2. Verwenden Sie gesunden, fliegt intakten Wildtyp mit behandelten zB traumatisierte oder genetisch veränderte fliegt ^{1 zu} vergleichen.
3. Legen Sie einzelne fliegt in 2ml Röhrchen mit einem Stück (~ 0,2 ml) von essen fliegen 24 Stunden vor dem Experiment. Diese Rohre tragen ein Loch in das Rohr Tasse erfolgt über eine Flamme erwärmt Insulin Nadel.
4. Wiegen Sie die Rohre unmittelbar vor und nach der Fliege Einsetzen mit einer hohen Präzision Balance definieren und jeder fliegen s Gewicht durch Subtraktion der erste Wert aus der zweiten. Ein einzelnes Männchen fliegen wiegt in der Regel 0,7-1 mg.

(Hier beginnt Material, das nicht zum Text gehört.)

PR #261, opened 2016-02-08
Name C.H.I.P. pins according to printed names

hrishikesh195:
It's more convenient to refer to a pin by the name that's printed right
on the header itself instead of having to count the pin number.

Signed-off-by: Hrishikesh Tapaswi <hrishikesh195@yahoo.com>

### DIFF
--- a/examples/chip_blink.go
+++ b/examples/chip_blink.go
@@ -12,7 +12,7 @@ func main() {
 	gbot := gobot.NewGobot()
 
 	chipAdaptor := chip.NewChipAdaptor("chip")
-	led := gpio.NewLedDriver(chipAdaptor, "led", "U14_13")
+	led := gpio.NewLedDriver(chipAdaptor, "led", "XIO-P0")
 
 	work := func() {
 		gobot.Every(1*time.Second, func() {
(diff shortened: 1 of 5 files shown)


hrishikesh195:
Sorry I should have picked the right naming scheme for the pins in the initial commit itself. I had based it off of the Beaglebone Black naming scheme but I realized that the C.H.I.P. has pin names printed right on the header itself and it would be better to use those names.

hrishikesh195:
I'm not sure why this test failed. The changes seem unrelated to the makey button. I'm wondering if this is a timing issue. In the test, it seems like one goroutine is expected to receive something from a recently spawned goroutine within 15 ms. I'm wondering if the spawned goroutine didn't get a chance to run at all, thereby causing the timeout.

Is there a way to trigger a re-run of this test?

deadprogram:
Thanks for this update, @hrishikesh195 that is how we have tried to do the pin mapping on other boards. The "PX_Y" format is specific to the Beaglebone Black, hence why we used that system.

I restarted the Travis build, looks like we need a small tweak to the tests to avoid that timing problem.

deadprogram:
I am going to merge this, since the current Travis build failure is not related. Great work, @hrishikesh195 thank you!

PR #264, opened 2016-02-18
Use Seek to speed up read/write in sysfs

stengaard:
This maintains `direction` and `value` `File`s for each DigitalPin
implementation. Instead of Open/Read/Close we now only do Seek/Read,
this speeds up Read/Write operations a bit.

A silly benchmark on the mock FS gives:

benchmark                  old ns/op     new ns/op     delta
BenchmarkDigitalRead-8     647           7.36          -98.86%

benchmark                  old allocs     new allocs     delta
BenchmarkDigitalRead-8     5              0              -100.00%

benchmark                  old bytes     new bytes     delta
BenchmarkDigitalRead-8     96            0             -100.00%

### DIFF
--- a/platforms/intel-iot/edison/edison_adaptor_test.go
+++ b/platforms/intel-iot/edison/edison_adaptor_test.go
@@ -65,6 +65,7 @@ func initTestEdisonAdaptor() (*EdisonAdaptor, *sysfs.MockFilesystem) {
 		"/sys/class/gpio/gpio221/direction",
 		"/sys/class/gpio/gpio243/value",
 		"/sys/class/gpio/gpio243/direction",
+		"/sys/class/gpio/gpio229/value",
 		"/sys/class/gpio/gpio229/direction",
 		"/sys/class/gpio/gpio253/value",
 		"/sys/class/gpio/gpio253/direction",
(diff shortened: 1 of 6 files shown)


stengaard:
@trevrosen @deadprogram here's the rewritten version. Feedback is of course more than welcome!

trevrosen:
@stengaard can you repro Travis' test failure for the Edison adapter locally?

stengaard:
Yeah, I see the same problem popped up in the original PR.

trevrosen:
Yeah that would be a regression... :crying_cat_face:  If you can put together a fix, pretty sure @deadprogram would be willing to merge tho!

stengaard:
@trevrosen - should be fixed by f839367

trevrosen:
:shipit:

deadprogram:
This is really cool, @stengaard I'm plugging in a few devices to give it some "real-world" testing right now...

deadprogram:
OK, so far I am extremely impressed by the performance boot. I do not have the formal benchmarks that you did @stengaard but anecdotally it is notable.

I am merging this with great pleasure, thanks @trevrosen for you help in landing it, as well.

trevrosen:
@deadprogram happy to help!

PR #297, opened 2016-07-17
Adding the initial NATS platform support

caledhwa:
This commit is to support NATS.io messaging protocol. This basic implementation supports the simplest use cases and follows directly the same implementation as the MQTT protocol. Parity is brought to bear between the two protocols. You can almost use them interchangeably except that the CLIENTID on the MQTT platform for GoBot uses a `string` while NATS uses an `int` for unique client. 

I intend to extend this code to add many more features from NATS. However, I wanted to at least get the platform docs, examples and happy-path use case implemented so that GoBotters (is that a thing?!?) could jump on using the NATS protocol for their projects. 

Finally, while I added some tests, once again I tried to meet the same type/number of tests that the MQTT platform added. This is weird to me because they added some tests which succeed only when the server is running and some that only succeed when the server is NOT running. I did meet both of these but don't really like this because there is no way to run the whole suite to success. I could fix this through mocking but with such little amount of code, I didn't want to expand the platform just for dependency injection and mocking - NOR did I want to add support for a mocking library and complicate the deployment process. I'm open to comments on this - I can work harder on the tests if needed. 

Thanks for consideration! (P.S. It was great meeting you @deadprogram at GopherCon. What a fantastic Hack Day! Best Ever! GO GOBOT!)

### DIFF
--- a/.travis.yml
+++ b/.travis.yml
@@ -21,6 +21,7 @@ before_install:
  - cd gnatsd
  - "wget https://github.com/nats-io/gnatsd/releases/download/v0.8.1/gnatsd-v0.8.1-linux-amd64.zip"
  - unzip gnatsd-v0.8.1-linux-amd64.zip
+ - ls -la
  - ./gnatsd -p 4222 &
  - ./gnatsd -p 4223 --user test --pass testwd &
  - cd $HOME/gopath/src/github.com/hybridgroup/gobot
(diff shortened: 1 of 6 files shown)


caledhwa:
So, as I've seen I've broke the build (probably due to the unit tests), I'll refactor the tests. I need to see why the MQTT build WORKS but this one doesn't. Is there an MQTT server being used/set up during the testing?

caledhwa:
Finally, all checks have passed. I just needed to make some edits, add a few NATS servers and up the coverage. We have the first pass! Review away @deadprogram

deadprogram:
This looks great @caledhwa thank you so very much for your contribution! Merging.

caledhwa:
Hey! No problem @deadprogram - looking forward to adding more. What a great project. Thanks!

Issue #172, opened 2015-01-15
Servos: setting minimum and maximum "pulse width" - Arduino


pipejesus:
Using the Arduino libraries i can set the maximum and minimum pulse width for my servo so that i can calibrate it. Is it possible with Gobot ? What i mean is this : http://arduino.cc/en/Reference/ServoAttach

zankich:
@pipejesus at the moment no, we don't have that capability, however I'm currently working on a refactor of our firmata implementation and based off of the [servo](https://github.com/firmata/protocol/blob/master/servos.md) protocol document, it should be easy to add.

pipejesus:
Superb! Great project, thank you Adrian for bringing Gobot to Earth :-)

losinggeneration:
It looks like this might be implemented (at least on the client library.) https://github.com/hybridgroup/gobot/blob/dev/platforms/firmata/client/client.go#L217 However, it looks like the bytes are sent as max,min instead of min,max unless I'm misunderstanding the code and/or protocol doc.

deadprogram:
Hi @losinggeneration looks to me like you are absolutely correct. Would you be willing to submit a PR with that fix?

losinggeneration:
I'll pick up a servo tomorrow to verify it works and then get a PR in for it.

deadprogram:
Seems like this was addressed already. Please reopen if needed.

PR #300, opened 2016-07-21
Fix the ServoConfig byte order

losinggeneration:
This corrects the byte order according to the [servo](https://github.com/firmata/protocol/blob/master/servos.md) protocol specification. It describes the bytes to be sent as:

```
// minPulse and maxPulse are 14-bit unsigned integers
0  START_SYSEX          (0xF0)
1  SERVO_CONFIG         (0x70)
2  pin number           (0-127)
3  minPulse LSB         (0-6)
4  minPulse MSB         (0-13)
5  maxPulse LSB         (0-6)
6  maxPulse MSB         (7-13)
7  END_SYSEX            (0xF7)
```

While this seems to fix the Firmata client, issue #172 seems to be asking for this to be exposed in the FirmataAdapter. It would be easy enough to add to the adapter, and if that's wanted I can update the PR to include that.

### DIFF
--- a/platforms/firmata/client/client.go
+++ b/platforms/firmata/client/client.go
@@ -218,10 +218,10 @@ func (b *Client) ServoConfig(pin int, max int, min int) error {
 	ret := []byte{
 		ServoConfig,
 		byte(pin),
-		byte(max & 0x7F),
-		byte((max >> 7) & 0x7F),
 		byte(min & 0x7F),
 		byte((min >> 7) & 0x7F),
+		byte(max & 0x7F),
+		byte((max >> 7) & 0x7F),
 	}
 	return b.writeSysex(ret)
 }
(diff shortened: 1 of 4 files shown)


deadprogram:
Hi @losinggeneration thanks for the PR. Yes, please, can you also add to the Gobot adaptor?

losinggeneration:
Yes. I'm also currently writing unit tests for ServoConfig. After I'm finished with that. I'll add the adapter.

losinggeneration:
I've added this to the FirmwareAdapter. If this is something all platforms could benefit from, adding it to the gpio.ServoDriver would be a possibility. However, that will require that all platforms be updated to implement ServoConfig.

losinggeneration:
I just realized I didn't sign off on all commits. Should I rebase to correct this?

deadprogram:
Hi @losinggeneration ideally yes, but if not, this thread should serve as indication of your intent to contribute :) Let me know if you end up doing so, and thanks again.

losinggeneration:
Sorry for the delayed response. I've updated the commits with sign offs. I'd there's anything else needed let me know.

deadprogram:
Thanks again, @losinggeneration merging.

Issue #302, opened 2016-08-18
Is it possible to use gobot libraries without all the gobot/robot initialization. 


ericho:
I'm wondering if it's possible to have a program like this 

```go
package main

import (
    "time"

    "github.com/hybridgroup/gobot/platforms/gpio"
    "github.com/hybridgroup/gobot/platforms/intel-iot/edison"
)

func main() {
    e := edison.NewEdisonAdaptor("edison")
    led := gpio.NewLedDriver(e, "led", "13")
    for {
        led.Toggle()
        time.Sleep(1)
    }
}
```

That could be part of another program. For instance if I want to read values from a sensor and send it to a database or another process. I think that I can achieve this by using a channel but the idea would be to have a simple way to get the ports/sensors data, something like the mraa library. 

Is there a way to have such functionality on gobot? 

Thanks

trevrosen:
Try something like this, but with the Edison adaptor and let me know what happens.

https://github.com/hybridgroup/gobot/blob/dev/examples/beaglebone_basic_direct_pin.go

trevrosen:
You're basically on the right track, you just need to `Connect()` the adaptor.

ericho:
Awesome! The `connect()` was the thing I needed. Now this code works

```go
package main

import (
	"time"
	"github.com/hybridgroup/gobot/platforms/gpio"
	"github.com/hybridgroup/gobot/platforms/intel-iot/edison"
)

func main() {
	e := edison.NewEdisonAdaptor("edison")
	led := gpio.NewLedDriver(e, "led", "13")
	e.Connect()
	for {
		led.Toggle()
		time.Sleep(1000 * time.Millisecond)
	}
}
```

Thanks :)

deadprogram:
One other small thing worth mentioning. You should also call `Start()` on the driver, to ensure that it is properly initialized:

```
package main

import (
    "time"
    "github.com/hybridgroup/gobot/platforms/gpio"
    "github.com/hybridgroup/gobot/platforms/intel-iot/edison"
)

func main() {
    e := edison.NewEdisonAdaptor("edison")
    led := gpio.NewLedDriver(e, "led", "13")
    e.Connect()
    led.Start()
    for {
        led.Toggle()
        time.Sleep(1000 * time.Millisecond)
    }
}
```

deadprogram:
We should update the docs with this info, so people realize they can use Gobot as a set of Golang device libraries, not just use the entire framework.

[...]

PR #303, opened 2016-08-24
Add example for Edison blink demo without gobot initialization.

ericho:
This example shows how to use gobot as another golang library.
Issue #302 
Signed-off-by: Erich Cordoba <erich.cm@yandex.com>


deadprogram:
Thanks, @ericho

Teil 2: HR-MAS-Rotor Vorbereitung.

1. Legen Sie eine einzelne Röhre auf Eis weniger als einer Minute auf die Fliege im Inneren zu betäuben.
2. Lay the fly auf einer Schicht aus Aluminiumfolie auf Eis gelegt, und drücken Sie die Fliege sanft in die halbkugelförmigen Hohlraum des NMR Rotoreinsatz mit einer weichen Bürste in Anspruch zu fliegen Einstecken zu gewährleisten bei gleichzeitiger Vermeidung fliegen Verletzungen.
3. Platzieren Sie den Einsatz in der Zirkonoxid (ZrO ₂₎ Rotor Rohr (4 mm Durchmesser, 50 ul), um die Fliegen zwischen den Rotor einlegen und den Boden des Rotors (siehe Abbildung 1) zu finden.
4. Schließen Sie den Einsatz mit einer Schraube und bedecken Sie es mit Parafilm (siehe Abbildung 1), um den Kontakt zwischen dem Fliegen und der TSP-Standardlösung (TSP zu verhindern: trimethylsilyl-Propionsäure-2 ,2,3,3-d4-säure, Mw = 172, δ = 0,00 ppm, 50 mM in deuteriertem Wasser-D ₂ O, diese Funktion als Referenz für beide Resonanz chemische Verschiebung und Quantifizierung).
5. Add 8 ul TSP-Standardlösung auf der Oberseite des Rotors einzufügen. (Siehe Abbildung 1).
6. Sichere und ziehen das ganze bis in die Rotoren mit einer Kappe (siehe Abbildung 1).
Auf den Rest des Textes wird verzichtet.